Exercise inputs
== Segment start ==

PR #1473, opened 2026-02-20
feat(sdk): add LangSmith backend implementation

rahul-langchain:
We have this in the CLI but adding this to the actual package. I tested to make sure the import works by running `uv run python -c "from deepagents.backends import LangSmithBackend, LangSmithProvider; print('OK')"`


mdrxy:
#1983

== Segment end ==

Problem to work on
Quote every line from the line containing "We have this" through the closing line of the listing, including both.

Answer for this exercise
We have this in the CLI but adding this to the actual package. I tested to make sure the import works by running `uv run python -c "from deepagents.backends import LangSmithBackend, LangSmithProvider; print('OK')"`


mdrxy:
#1983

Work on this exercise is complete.